May 16, 2017 at 4:06AM

D.C. Briefly

President Donald Trump plans to file a disclosure shortly that will detail his assets and liabilities over the past year, a voluntary move that follows the practice of his most recent predecessors. A White House official said Monday night that Trump will submit a personal financial disclosure covering the 2016 calendar year "in a short period of time," confirming a report by the Associated Press. Because the form only requires officials to report wide ranges of income and debt, it is impossible to use it to precisely gauge someone's net worth. The report also does not require officials to report their exact income or tax rate or charitable giving — unlike a tax return, which the president has refused to release.

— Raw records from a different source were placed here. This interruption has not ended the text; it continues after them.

PR #2165, opened 2022-03-02
feat: switching to use dynamic localize mixin to support Hindi

dlockhart:
In order to support Hindi, we would have needed a new entry in our `localize-core-element.js` mixin. Instead, we can just switch to using the sweet `LocalizeDynamicMixin` which will "just work" when new languages are added. Less code too!

While I was in here, I removed our Serge overwrite rule which will now [fall back to the default](https://github.com/Brightspace/serge-localize/blob/master/static/fra.common.serge.inc#L20). This required renaming `zh.js` -> `zh-cn.js`.


dbatiste (approved):
🎉

components/form/form-element-mixin.js
```diff
@@ -195,6 +204,11 @@ export const FormElementMixin = superclass => class extends LocalizeCoreElement(
 		if (this.noValidate) {
 			return [];
 		}
+
+		// validation can be requested before first update, which can cause issues
+		// if validation logic depends on rendered DOM
+		await this._firstUpdatePromise;
```
dlockhart, line 210: I originally thought I could use `await this.updateComplete` but unfortunately:
> If `shouldUpdate()` returns true, which it does by default, then the update proceeds normally. If it returns false, the rest of the update cycle will not be called but the `updateComplete` Promise is still resolved.

We're using `shouldUpdate` in our localization mixins to prevent rendering until the resources have loaded. But this weird behaviour here means that `updateComplete` can still resolve before the translations, which I was seeing here -- hence using my own Promise to track it.

I had to copy this same logic below into `form-mixin`... if this ends up being "a thing" we may want to factor it out into its own mixin. I'm surprised Lit doesn't provide something like this TBH.

dlockhart (commented):
I don't want to jinx this, but I think this is finally working and ready for review! 🎉 

Comments are inline describing the fixes, but mostly this is about the slight change in timing to load the dynamic localize mixin causing some downstream test failures almost entirely in Safari.

dlockhart:
Ok I did jinx it as the visual diffs are doing unexpected things. I'll have to look into those next week. 😵‍💫

PR #2171, opened 2022-03-03
Making Switch demos larger to fit the tooltip

geurts:


components/switch/README.md
```diff
@@ -32,7 +32,7 @@ The `d2l-switch` element is a generic switch with on/off semantics.
 ![Switch](./screenshots/switch.png?raw=true)
 <!-- docs: end hidden content -->
 
-<!-- docs: demo live name:d2l-switch -->
+<!-- docs: demo live name:d2l-switch autoSize:false size:medium align:baseline -->
```
margaree, line 35:
```suggestion
<!-- docs: demo live name:d2l-switch autoSize:false size:small -->
```
Same suggestion for the one below; the `size:small` would be large enough to fit the tooltip below - medium looks quite large for these demos. It's also tall enough that you don't need the `align:baseline` to fit the tooltip when the switch is centred.

geurts: Right, sorry @margaree, I only meant to go up 1 size (I thought the default was small). This is what I get for making edits this way and not testing it first I guess.

margaree (approved):

PR #2172, opened 2022-03-03
Update padding for list-item actions when extend-separators is turned on.

dbatiste:
This PR fixes the layout for list-item actions for the case when `extend-separators` is turned on.  Previously, the last action would be jammed up against the edge of the container.

Updated:
image

### DIFF
--- a/components/list/list-item-mixin.js
+++ b/components/list/list-item-mixin.js
@@ -193,6 +193,13 @@ export const ListItemMixin = superclass => class extends LocalizeCoreElement(Lis
 			.d2l-list-item-actions-container {
 				padding: 0.55rem 0;
 			}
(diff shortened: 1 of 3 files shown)


dbatiste:
This had an unintended result seen in the filter visual-diff: in the case where there are no actions, there is extra space.  We only want the extra whitespace applied when there are children in the actions slot/container.  Fix incoming.

dlockhart (approved):

svanherk:
> This had an unintended result seen in the filter visual-diff: in the case where there are no actions, there is extra space. We only want the extra whitespace applied when there are children in the actions slot/container. Fix incoming.

🎉 for visual diffs!!!

PR #3084, opened 2022-12-14
fix: Wait for aria-valuenow to be defined

eKoopmans:
`primary-secondary` was failing the axe test due to its divider's `aria-valuenow` being undefined when it was focusable. The issue is that the `aria-valuenow` relies on the `_size` property, which is only calculated in response to a resize-observer that triggers after the element is already rendered.

I don't love this fix (which is just to wait longer before doing the axe test), but it should work. I'm unsure whether it may introduce flake though, or whether it should always have size calculated within two frames. The alternatives are:

1. Improve the `_size` calculations to happen more immediately
2. Prevent the divider from being focusable until the size is calculated
    - this option might make sense, though our axe tests would then have a false positive of passing because the resizable version would appear as non-resizable when the test actually fires

### DIFF
--- a/templates/primary-secondary/test/primary-secondary.test.js
+++ b/templates/primary-secondary/test/primary-secondary.test.js
@@ -1,5 +1,5 @@
 import '../primary-secondary.js';
-import { expect, fixture, html } from '@open-wc/testing';
+import { expect, fixture, html, nextFrame } from '@open-wc/testing';
 import { runConstructor } from '../../../tools/constructor-test-helper.js';
 
 describe('d2l-template-primary-secondary', () => {
@@ -10,6 +10,11 @@ describe('d2l-template-primary-secondary', () => {
 	].forEach((testCase) => {
 		it(`${testCase.name} should pass all aXe tests`, async() => {
 			const elem = await fixture(html`<d2l-template-primary-secondary ?resizable="${testCase.resizable}"></d2l-template-primary-secondary>`);
+
+			// Wait for size to be calculated so that aria-valuenow is defined.
+			await nextFrame();
+			await nextFrame();
+
 			await expect(elem).to.be.accessible();
 		});
 	});


dlockhart:
Could we default `__size` to something reasonable, like the "desktopMinSize" value of `320`? It looks like it ultimately gets set to 1/3 of the viewport width roughly once all the fancy calculations are done.

eKoopmans:
Not sure... There's different logic in `_onContentResize` for calculating the initial size, when `_size` is undefined. Defaulting `__size` to any value would prevent that logic from firing.

dlockhart:
Gotcha. What about just defaulting it to `320` inside `render()` so that it writes out _something_ to `aria-valuenow`?

dlockhart:
My worry about just delaying the test: we've had a bunch of 3rd party accessibility audits lately where they run out pages through aXe. So those audits would also find this issue since we're temporarily writing out incorrect ARIA.

dlockhart:
Yep that works for me!

dlockhart (approved):
Nice!

templates/primary-secondary/primary-secondary.js
```diff
@@ -921,12 +921,13 @@ class TemplatePrimarySecondary extends FocusVisiblePolyfillMixin(RtlMixin(Locali
 
 	render() {
 		let tabindex;
+		const size = this._size ?? 0;
```
dbatiste, line 924: Can we just init `this._size = 0;` in the constructor?

dlockhart: Haha see my earlier comments...

eKoopmans: Not unless we change the [logic here](https://github.com/BrightspaceUI/core/pull/3084/files#diff-06cfe552d3f9e7117999c057f42fd8b028a379c2a88a4004b6cc8ab40b63285fR1044) too, which expects `this._size` to be undefined to trigger its initial calculations.

eKoopmans: If we prefer that route I can do that, and just add an extra boolean flag like `this._sizeIsInitialized = false` - do we like that better?

dlockhart: I'm good either way.

PR #3087, opened 2022-12-16
Add secondary-first property to template-primary-secondary

oelhanafey:
[US145714](https://rally1.rallydev.com/#/?detail=/userstory/671677824631&fdp=true)

This PR introduces the `secondary-first` property to the `<d2l-template-primary-secondary>` component. `secondary-first` will render the secondary slot on the left side instead of the right side, or on the right side when in RTL. This property only has effect when in Desktop mode (`max-width > 767px`). The mobile view is unaffected.

The resize logic for this component also needed to be updated to account for the secondary container being on the opposite side.


templates/primary-secondary/primary-secondary.js
```diff
@@ -49,6 +49,7 @@ class Resizer {
 		this.isMobile = false;
 		this.panelSize = 0;
 		this.isRtl = false;
+		this.secondaryFirst = false;
```
oelhanafey, line 52: This attribute isn't used for the Mobile Resizers so this could be added directly to the two Desktop Resizers but I found it a bit cleaner up here with `isRtl`

templates/primary-secondary/primary-secondary.js
```diff
@@ -112,15 +113,18 @@ class DesktopKeyboardResizer extends Resizer {
...
-		if (e.keyCode !== leftKeyCode && e.keyCode !== rightKeyCode) {
+		if (e.keyCode !== keyCodes.LEFT && e.keyCode !== keyCodes.RIGHT) {
 			return;
 		}
 		e.preventDefault();
+
+		// The direction of the container is flipped if exactly one of isRtl and secondaryFirst is true
+		const isFlipped = this.isRtl ^ this.secondaryFirst;
+		const direction = e.keyCode === keyCodes.LEFT && !isFlipped
+			|| e.keyCode === keyCodes.RIGHT && isFlipped ? 1 : -1;
```
oelhanafey, line 124: The resizer works by adjusting the width of the secondary container. If the page is in RTL then the placement of the secondary container is flipped but if `secondaryFirst` is also active then it will flip back to the original position. So the direction will be flipped when exactly one of `isRtl` and `secondaryFirst` is set to true.

templates/primary-secondary/primary-secondary.js
```diff
@@ -180,7 +183,8 @@ class DesktopMouseResizer extends Resizer {
 
 	_computeContentX(clientX) {
 		const x = clientX - this.contentRect.left;
-		return this.isRtl ? x : this.contentRect.width - x;
+		// The direction of the container is flipped if exactly one of isRtl and secondaryFirst is true
+		return this.isRtl ^ this.secondaryFirst ? x : this.contentRect.width - x;
```
oelhanafey, line 187: Similar logic to the `DesktopKeyboardResizer`

templates/primary-secondary/primary-secondary.js
```diff
@@ -932,11 +943,19 @@ class TemplatePrimarySecondary extends FocusVisiblePolyfillMixin(RtlMixin(Locali
 			'd2l-template-scroll': isWindows
 		};
 		const keyboardHelpText = this._isMobile ? this.localize('templates.primary-secondary.keyboardVertical') : this.localize('templates.primary-secondary.keyboardHorizontal');
+		const primarySection = html`<main class="${classMap(scrollClasses)}"><slot name="primary"></slot></main>`;
+		const secondarySection = html`
+			<div style=${styleMap(secondaryPanelStyles)} class="d2l-template-primary-secondary-secondary-container" @transitionend=${this._onTransitionEnd}>
+				<div class="d2l-template-primary-secondary-divider-shadow"></div>
```
oelhanafey, line 949: This shadow only exists when in Mobile view and `secondary-first` does not have any effect in Mobile view so this would not be shown when placed in the first section.

templates/primary-secondary/test/primary-secondary.axe.js
```diff
@@ -0,0 +1,23 @@
...
+
+			it(`${resizableTest.name} ${secondaryFirstTest.name} should pass all aXe tests`, async() => {
+				const elem = await fixture(html`<d2l-template-primary-secondary ?resizable="${resizableTest.resizable}" ?secondaryFirst="${secondaryFirstTest.secondaryFirst}"></d2l-template-primary-secondary>`);
+				await expect(elem).to.be.accessible();
+			});
+
+		});
+	});
+
+});
```
oelhanafey, line 23: I separated the aXe tests into a separate `axe.js` file so that these tests run in the correct test group.

dlockhart (approved):
Played around with this on the preview site, looks really good to me!

dbatiste:
This seems pretty good to me. One question... what is the expected focus order? Should focus go to the main panel first, or should it go to the secondary panel first? Generally, focus order should match the visual order, but it's not a hard rule. If focus order should go to the main panel first, `flex-direction: row-reverse;` could be used instead of flipping the DOM order. Just figured I'd mention, in case Design expected focus to still go to the main panel first.

oelhanafey:
@dbatiste That's a great question that I hadn't considered. I ran it by Jeff and he said that having it match the visual order is the desired behaviour.

dbatiste (approved):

The president will sit down with his Turkish counterpart, Recep Tayyip Erdogan, on Tuesday — and it's likely to be awkward. The White House meeting comes a week after Trump signed off on a plan, vehemently opposed by Turkey, that authorizes directly arming Syrian Kurds in the fight to take back the ISIS capital of Raqqa in Syria. The decision, announced before Erdogan had a chance to make his case in person, is setting the two allies on a collision course after months of rising tensions.

The Justice Department official overseeing the investigation into Russian meddling in the 2016 election and possible collusion with the Trump campaign will brief the full Senate in a classified hearing Thursday. The meeting between Deputy Attorney General Rod Rosenstein and 100 U.S. senators is certain to be contentious as Democrats and a few Republicans seek answers to Rosenstein's role in Trump's decision last week to fire FBI Director James Comey.

Sean Spicer, the White House press secretary whose combative briefings have turned him into a national celebrity, is being promoted as the main draw at a fundraiser on Thursday night to benefit the Republican Party of Virginia. The event is slated to take place at the Trump National Golf Club in Sterling — frequent destination for the president when he sticks around the Washington area on weekends.

Senate negotiators, meeting stiff resistance to the House's plans to cut the scope and reach of Medicaid, are discussing a compromise that would maintain the program's expansion under the Affordable Care Act but still subject that larger version of Medicaid to new spending limits. With 62 senators, including 20 Republicans, coming from states that have expanded Medicaid under the ACA, the House bill almost certainly cannot pass the Senate.